Septième ciel Jacques Becker 1952

par dh, lundi 08 septembre 2014, 17:42 (il y a 3520 jours) @ Ramm77

pour moi ce n'est tout bonnement pas de la poésie. peut-être devrait on appeler ça "écriture contemporaine"...

Septième ciel Jacques Becker 1952

par cat, lundi 08 septembre 2014, 19:07 (il y a 3520 jours) @ dh

oui, peut-être.. mais est-ce qu'il ne faut écrire que dans le corridor étroit qui sent l'urine et la moisissure
ou est-ce qu'on ne peut pas écrire dans la ruelle, et aussi sur les trottoirs, les vitres des voitures, les grands pans des building..
je veux dire ... est-ce qu'on ne peut pas extendre les champs de l'écrire ici ? je n'aime pas trop le confinement..
tiens d'ailleurs j'ai bien posté des pages du roman inachevé "livre du renversement".. et alors ? c'est de l'écriture, non ?
j'aime bien l'idée de rassemblement de voix multiples qui coexistent et persistent vers et par l'écriture..

puis toutes les formes ne sont-elles pas dans la nature ?

Septième ciel Jacques Becker 1952

par cat, lundi 08 septembre 2014, 19:27 (il y a 3520 jours) @ dh

aussi, ce texte, il a une poétique, elle est contenue mais véritable et présente.
elle n'est pas dans la forme, ni dans le traitement, elle se trouve au fond du fond,
tout proche du tandem que forment l'horreur et le trivial, et elle est porteuse de véracité

Septième ciel Jacques Becker 1952

par Kel, lundi 08 septembre 2014, 23:46 (il y a 3520 jours) @ cat

Je trouve, aussi ! Et il frappe doucement mais sûrement ce texte.

Septième ciel Jacques Becker 1952

par Kel, mardi 09 septembre 2014, 15:34 (il y a 3519 jours) @ Kel

Septième ciel Jacques Becker 1952

par VeM, mardi 09 septembre 2014, 14:36 (il y a 3519 jours) @ dh

Ce texte répond pourtant aux trois critères que tu retenais pour définir la poésie:

Présence
Souffle
Fragilité

ilzisson !

Septième ciel Jacques Becker 1952

par cat, mardi 09 septembre 2014, 14:41 (il y a 3519 jours) @ VeM

ha... je croyais que c'était

présence
souffle
étrangeté

mais ..ilzissong nez- en-moing !

;)

Septième ciel Jacques Becker 1952

par VeM, mardi 09 septembre 2014, 15:19 (il y a 3519 jours) @ cat

Je ne retrouve plus le message de maître dash
mais il a bien dit "fragilité" cette fois
après avoir parlé d'étrangeté précédemment, certes

Septième ciel Jacques Becker 1952

par VeM, mardi 09 septembre 2014, 15:25 (il y a 3519 jours) @ VeM

intéressant dans ce texte comme tout est mis sur le même plan
action / paroles / pensée
et se confond dans la vitesse

Septième ciel Jacques Becker 1952

par Claire @, mardi 09 septembre 2014, 16:50 (il y a 3519 jours) @ VeM

c'est comme une tresse multicolore où miroitent désir-mort-voyeurisme-soumission-mépris-compréhension-punition-cruauté-jalousie-compassion-avidité-séparation-chagrin...c'est beau et mélangé comme l'amour.

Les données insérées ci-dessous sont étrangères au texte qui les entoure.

PR #1132, opened 2026-06-29
fix(#1131): default manual-open ATR fetch to 1h when timeframe unset

### LINKED ISSUE #1131: [C20] Default manual-open ATR fetch to 1h candles when strategy timeframe is unset
**Complexity: 20/100** — scope: narrow (manual_atr.go + manual_atr_test.go); risk: low (ATR stamping only, no booking); uncertainty: none

## Problem

`fetchManualEntryATR` (`manual_atr.go:60`) guards on `sc.Timeframe == ""` and immediately returns false, falling through to the coarse heuristic ATR (`0.1 × fillPrice / leverage`, `manual_protection.go:49–53`, invoked at `manual.go:355` and `manual_limit.go:414`) rather than attempting a 1h fetch. Any manual strategy whose `timeframe` field is absent or empty silently loses the real ATR path even though 1h is the canonical default for everything else in the manual flow (the `init` wizard `init.go:1356` and the `generateConfig` generator `init.go:735–737` both default to `"1h"`).

## Goal

When `sc.Timeframe` is empty, `fetchManualEntryATR` should fall back to `"1h"` instead of failing closed. This keeps the ATR fetch attempt alive and only falls through to the heuristic if the actual network/OHLCV fetch fails.

## Approach

In `fetchManualEntryATR` (`manual_atr.go:59–81`): replace the hard guard on empty `sc.Timeframe` with a local variable that defaults to `"1h"` when the field is empty. Emit a stderr log line when the default is applied so callers can see which timeframe was used. Keep the guards on `sc.Script` and `sc.Symbol` (those have no sensible default).

The fix is centralized in the shared `fetchManualEntryATR` function, so both call sites — `manual_limit.go:407` and `manual.go:342` — inherit the new behavior with no change at the call sites.

Acceptance criteria:
- Manual-open with no `timeframe` set on the strategy config fetches ATR from 1h candles instead of jumping straight to the heuristic fallback.
- Stderr prints `[manual-open] defaulting to 1h ATR (strategy timeframe unset)` (or similar) when the default is applied.
- Update `TestFetchManualEntryATR_MissingFields` (`manual_atr_test.go:62–85`): drop the `no timeframe` subcase — empty timeframe is no longer a rejected field, so it no longer returns `ok=false` at the guard.
- Add a stubbed empty-timeframe test that asserts `runHyperliquidFetchATRFn` is invoked with `timeframe="1h"`. The empty-timeframe path MUST be exercised through the `runHyperliquidFetchATRFn` stub (as the existing `TestFetchManualEntryATR_Stub*` tests do) so the test never spawns Python — otherwise the unstubbed path would shell out to the real check script and violate the "Go CI must not depend on spawning Python" guardrail.

---
Created with LLM: Sonnet 4.6 | high | Harness: Claude Code

richkuo:
## Summary

`fetchManualEntryATR` (`manual_atr.go`) failed closed when a manual strategy's `timeframe` was unset — its guard rejected empty `sc.Timeframe`, so the manual-open dropped straight to the coarse heuristic ATR (`0.1 × fillPrice / leverage`) instead of attempting the real OHLCV fetch.

`1h` is the canonical default across the rest of the manual flow (the `init` wizard and `generateConfig` both default to `"1h"`). This change defaults an unset timeframe to `"1h"` and keeps the real fetch alive, only falling through to the heuristic on a genuine fetch failure. Guards on `sc.Script` / `sc.Symbol` are unchanged (no sensible default).

The fix is centralized in the shared `fetchManualEntryATR`, so both call sites — `manual.go` and `manual_limit.go` — inherit it with no call-site change.

## Changes

- `manual_atr.go`: drop the empty-timeframe rejection; default to `"1h"` with a stderr line `[manual-open] defaulting to 1h ATR (strategy timeframe unset)` when applied.
- `manual_atr_test.go`: remove the now-invalid `no timeframe` subcase from `TestFetchManualEntryATR_MissingFields`; add `TestFetchManualEntryATR_EmptyTimeframeDefaultsTo1h`, stubbed so it never spawns Python and asserting the fetch receives `timeframe="1h"`.

## Verification

- `gofmt -w` clean
- `go -C scheduler build .` — OK
- `go -C scheduler test .` — full suite passes (30.8s)

Closes #1131

---

### DIFF
--- a/scheduler/manual.go
+++ b/scheduler/manual.go
@@ -348,7 +348,7 @@ func runManualOpen(args []string) int {
 				} else {
 					entryATR = fetched
 					fmt.Fprintf(os.Stderr, "[manual-open] %s %s: --atr omitted; auto-fetched ATR=%.6f (period=14, %s)\n",
-						strategyID, sc.Symbol, fetched, sc.Timeframe)
+						strategyID, sc.Symbol, fetched, resolveManualATRTimeframe(sc))
 				}
 			}
 			if !fetchedOK {
--- a/scheduler/manual_atr.go
+++ b/scheduler/manual_atr.go
@@ -3,6 +3,7 @@ package main
 import (
 	"encoding/json"
 	"fmt"
+	"os"
 )
 
 // HyperliquidFetchATRResult is the JSON output from check_hyperliquid.py
@@ -57,10 +58,19 @@ var runHyperliquidFetchATRFn = RunHyperliquidFetchATR
 // and stamped ATR; if that becomes a problem, plumb a per-strategy ATR period
 // from sc.OpenStrategy.Params here.
 func fetchManualEntryATR(sc StrategyConfig) (float64, string, bool) {
-	if sc.Script == "" || sc.Symbol == "" || sc.Timeframe == "" {
-		return 0, "missing script/symbol/timeframe on strategy config", false
+	if sc.Script == "" || sc.Symbol == "" {
+		return 0, "missing script/symbol on strategy config", false
 	}
-	result, stderr, err := runHyperliquidFetchATRFn(sc.Script, sc.Symbol, sc.Timeframe, 14)
+	// 1h is the canonical default across the manual flow (the init wizard and
+	// generateConfig both default to "1h"), so an unset timeframe falls back to
+	// it rather than failing closed to the coarse heuristic ATR. Only a genuine
+	// fetch failure should drop callers to computeFallbackATR.
+	timeframe := sc.Timeframe
+	if timeframe == "" {
+		timeframe = "1h"
+		fmt.Fprintf(os.Stderr, "[manual-open] defaulting to 1h ATR (strategy timeframe unset)\n")
+	}
+	result, stderr, err := runHyperliquidFetchATRFn(sc.Script, sc.Symbol, timeframe, 14)
 	if err != nil {
 		msg := err.Error()
 		if stderr != "" {
--- a/scheduler/manual_atr.go
+++ b/scheduler/manual_atr.go
@@ -57,17 +57,27 @@ var runHyperliquidFetchATRFn = RunHyperliquidFetchATR
 // Strategies that override ATR period via params will see drift between fetched
 // and stamped ATR; if that becomes a problem, plumb a per-strategy ATR period
 // from sc.OpenStrategy.Params here.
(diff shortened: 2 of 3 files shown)


richkuo:
@claude review

richkuo:
Addressed review (claude · 2026-06-29T02:51:55Z) in 0d242e2.

### Fixed
1. **Manual-open success log reported an empty timeframe when the 1h default was applied** — added `resolveManualATRTimeframe(sc)` as the single source of truth for the unset→`1h` default (`manual_atr.go`), and the success log at `manual.go:351` now prints the resolved value instead of the raw `sc.Timeframe`. Must-survive cases covered by `TestResolveManualATRTimeframe`: explicit `4h` stays `4h`, unset shows `1h`. The limit-fill path (`manual_limit.go:404`) logs no timeframe on success today, so parity is unchanged (no log added there).

### Not changed (refuted)
1. **"Empty-timeframe manual strategies are now half-supported (daemon close/protection path degraded)"** — the premise that such a config is loadable is false. `validateConfig` rejects `type=manual` with an empty timeframe at `config.go:1514`, and `validateConfig` is wired into `loadConfig` at `config.go:1225` — the path both the daemon and manual-open reach via `LoadConfig` (`manual.go:56`, `manual_limit.go:351`). Empirically, `LoadConfig` on a manual strategy with no timeframe returns `strategy[...]: type=manual requires timeframe (e.g. "1h")` and fails the load. So the args-fill gate at `config.go:1114` never sees an empty-timeframe manual strategy in production, and the degraded `runManualCloseEval` state cannot occur. The reviewer's note that this check "appears wired only into tests" is incorrect.

   The reviewer's preferred remedy — defaulting `sc.Timeframe = "1h"` in the `config.go:1106` normalization loop — would make empty-timeframe manual configs *valid* and thereby **remove an existing fail-closed safety guard**, masking a real misconfiguration instead of surfacing it. Per the repo's safety-over-cleanliness priority, the fail-closed behavior is kept. No follow-up issue filed; nothing to defer.

   (Note: this also means this PR's empty-timeframe defaulting in `fetchManualEntryATR` is defense-in-depth for direct `StrategyConfig` construction, not a production-reachable path — the loaded config always carries a non-empty timeframe. The change remains correct and harmless.)

Verification: `gofmt` clean, `go build .` OK, full `go test .` suite passes (30.2s).

---

richkuo:
@claude review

je la vois qui serpente le long de l'escalier, comme la tresse de Rainponce pendait du haut de la tour qui n'avait pas de porte.

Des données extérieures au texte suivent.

PR #1148, opened 2026-06-30
feat(#1140): add live perps force-close command

### LINKED ISSUE #1140: [C75] Add scheduler-owned perps force-close CLI path
**Complexity: 75/100** - scope: medium; risk: high (live Hyperliquid close plus scheduler state/trade reconciliation); uncertainty: medium (choose `manual-close` perps support vs a new command).

## Problem

`manual-close` is intentionally scoped to `type=manual` strategies. For live Hyperliquid `type=perps` strategies, operators need a scheduler-owned way to flatten an existing strategy-owned position without changing the strategy to `type=manual` or relying on an ad hoc exchange API call.

This comes up when a strategy's allowed direction changes and the existing position is on the old side. SIGHUP hot reload already blocks `direction` changes while a perps/manual position is open, but a restart with edited config only warns at startup and continues. The live reconciler may auto-close a sole-owner direction/regime orphan, while shared-coin cases intentionally skip auto-close to avoid touching peer exposure and require operator action.

Switching the strategy to `type=manual` is not a valid workaround for a normal perps strategy because existing perps-only fields and manual-only required fields conflict:

```text
strategy[hl-tcross-eth-live]: type=manual requires symbol (e.g. ETH)
strategy[hl-tcross-eth-live]: type=manual requires timeframe (e.g. 1h)
strategy[hl-tcross-eth-live]: margin_per_trade_usd is only supported for perps strategies (got type manual)
strategy[hl-tcross-eth-live]: regime_directional_policy is only supported for HL perps strategies (got platform="hyperliquid" type="manual")
```

Directly closing on Hyperliquid is not a complete operator workflow. For non-shared sole-owner coins, reconcile can detect the external close and book/remove the position. For shared/non-destructive cases, reconcile deliberately avoids mutating peer-sensitive exposure and can leave an operator-visible gap instead of a clean strategy-owned close path.

## Repro

1. Open a live `type=perps` Hyperliquid strategy with a long position.
2. Edit the config so the strategy now resolves to short, then restart rather than SIGHUP.
3. Startup warns about the state-vs-config gap, but the process continues.
4. Under `direction="short"` with an existing orphan long, a sell signal is skipped rather than closing and reopening; the executor leaves the long in place and asks for a manual close.
5. If the coin is shared with live peers, the reconcile orphan auto-close path is skipped by design, so the operator still needs a safe scheduler/CLI close.

## Expected

A clean operator path to close a live HL perps strategy position through the scheduler/CLI that:

- Accepts a `type=perps` strategy ID without changing the strategy type.
- Places the reduce-only close on the venue, with optional partial quantity support.
- Cancels strategy-owned SL/TP OIDs on full close while preserving shared-coin peer exposure.
- Records the close in the strategy's internal state/trade ledger with fill price, fee, OID, and realized PnL.
- Deletes or shrinks the tracked position through the scheduler-owned mutation path.
- Leaves the strategy able to reopen under the updated effective direction after the close is drained.

## Suggested Direction

Either extend `manual-close` with a perps branch or add a dedicated `force-close` subcommand. A new subcommand may be clearer because `manual-close` currently means `type=manual`; if added, wire it through command dispatch, `knownSubcommands`, `agent-info`, docs, and tests.

The implementation should reuse the existing HL close and state-adoption patterns rather than relying on the reconciler as the primary operator workflow:

- Resolve the perps symbol from the strategy args.
- Use the same close-side, shared-coin scope, and protection-OID cancellation rules as the existing manual close path.
- Queue or otherwise adopt the fill through a scheduler-owned mutation path so trade/state writes happen under the daemon's normal locking and persistence model.
- Keep owner/shared-coin guards fail-closed.

## Acceptance Criteria

- `go-trader force-close <perps-strategy-id>` or `go-trader manual-close <perps-strategy-id>` can close a live HL perps position owned by that strategy.
- A full close removes the virtual position, records a close trade, updates cash with realized PnL/fee, and clears owned protective OIDs.
- A partial close shrinks the virtual quantity and leaves appropriate protection behavior intact.
- Shared-coin behavior does not flatten peer exposure; sized closes and owner checks preserve the existing safety model.
- The command refuses unsupported strategy types/platforms with clear errors.
- Tests cover the perps command path, drain/adoption path, owner mismatch, shared-coin close scope, and command registry/agent-info updates.

## Use Case

Reverse a strategy's directional bias (long -> short or short -> long) without waiting for the natural signal cycle and without creating state/exchange drift.

---
Updated with LLM: GPT-5 | high | Harness: Codex

richkuo:
Closes #1140

## Summary

Adds `go-trader force-close <strategy-id>` for live Hyperliquid `type=perps` strategy positions.

- Validates the target is a live HL perps strategy and owns the virtual position.
- Submits the reduce-only close through the existing Hyperliquid close script.
- Queues the confirmed fill as `PendingManualAction{Action:"close"}` so scheduler-owned state/trade mutation stays in the daemon drain path.
- Records force-close trade metadata separately from manual trades and rejects paper perps drains.
- Documents the command and exposes it through `agent-info`.

## Verification

- `env GOCACHE=/tmp/go-build-cache /opt/homebrew/bin/go -C scheduler test -run 'Test(ApplyManualAction_PerpsForceClose|RunForceCloseQueues|KnownSubcommandsMatchDispatch|AgentInfoCommandsCoverKnownSubcommands)'`


richkuo:
@claude review

richkuo:
@claude review

richkuo:
Addressed review (claude · 2026-06-30T21:36:04Z) in 01aeed1.

### Fixed
1. **Force-close could cancel protection before a failed close** — confirmed and fixed: force-close now uses a post-fill cancellation mode (`scheduler/hyperliquid_balance.go:105`, `scheduler/executor.go:570`), and the close script only cancels protection after the fill covers the requested size (`shared_scripts/close_hyperliquid_position.py:173`); error and underfill cases are covered by regression tests (`shared_scripts/test_close_hyperliquid_position.py:435`, `shared_scripts/test_close_hyperliquid_position.py:458`).

### Recommended Optional
1. **Drain could double-book a close OID already observed by reconcile** — confirmed and fixed: pending close actions now skip accounting and quantity mutation when `strategyHasCloseTradeForOID` already sees the exchange OID, while clearing queued canceled protection on residual positions (`scheduler/manual.go:1201`; tests at `scheduler/manual_test.go:871` and `scheduler/manual_test.go:950`).

### Verification
1. `uv run --extra test pytest shared_scripts/test_close_hyperliquid_position.py -q`
2. `env GOCACHE=/tmp/go-build-cache /opt/homebrew/bin/go -C scheduler test ./...`
3. `env GOCACHE=/tmp/go-build-cache /opt/homebrew/bin/go -C scheduler build .`
4. `git diff --check`

---
Created with LLM: GPT-5 | high | Harness: Claude Code

richkuo:
@claude review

Septième ciel Jacques Becker 1952

par VeM, mardi 09 septembre 2014, 17:27 (il y a 3519 jours) @ Claire

"désir-mort" ah ce couple fatal !!
je rajouterai dans ta tresse "réalisme" parce que pas le même registre que Sade toudemem...

Septième ciel Jacques Becker 1952

par Ramm77 @, mardi 09 septembre 2014, 18:45 (il y a 3519 jours) @ VeM

Il faut que je vous dise qu'il s'agit d'une interprétation personnelle de la dernière scène du film de Jacques Becker "Casque d'Or" en 1952. Avec un dialogue minimaliste, par lequel bien sûr amour mort et marchandisation du corps peuvent être mis en contrepoint. En effet je trouve que la poésie justement est dans le paradoxe, la contradiction de ces thèmes. La poésie peut-être une unité (miraculeuse ou inadmissible) des contraires...
Merci à tous pour vos commentaires très éclairant.

Septième ciel Jacques Becker 1952

par Claire @, mardi 09 septembre 2014, 19:06 (il y a 3519 jours) @ Ramm77

oui, c'est vrai j'ai oublié des brins importants de la tresse. Marchandisation et réalisme (au sens où quelque chose de plus véridique est recherché dans la vie des gens pauvres, même si c'est fortement teinté d'un romantisme-années 50).

Tout ça est très intéressant, et aussi l'économie de ton écriture.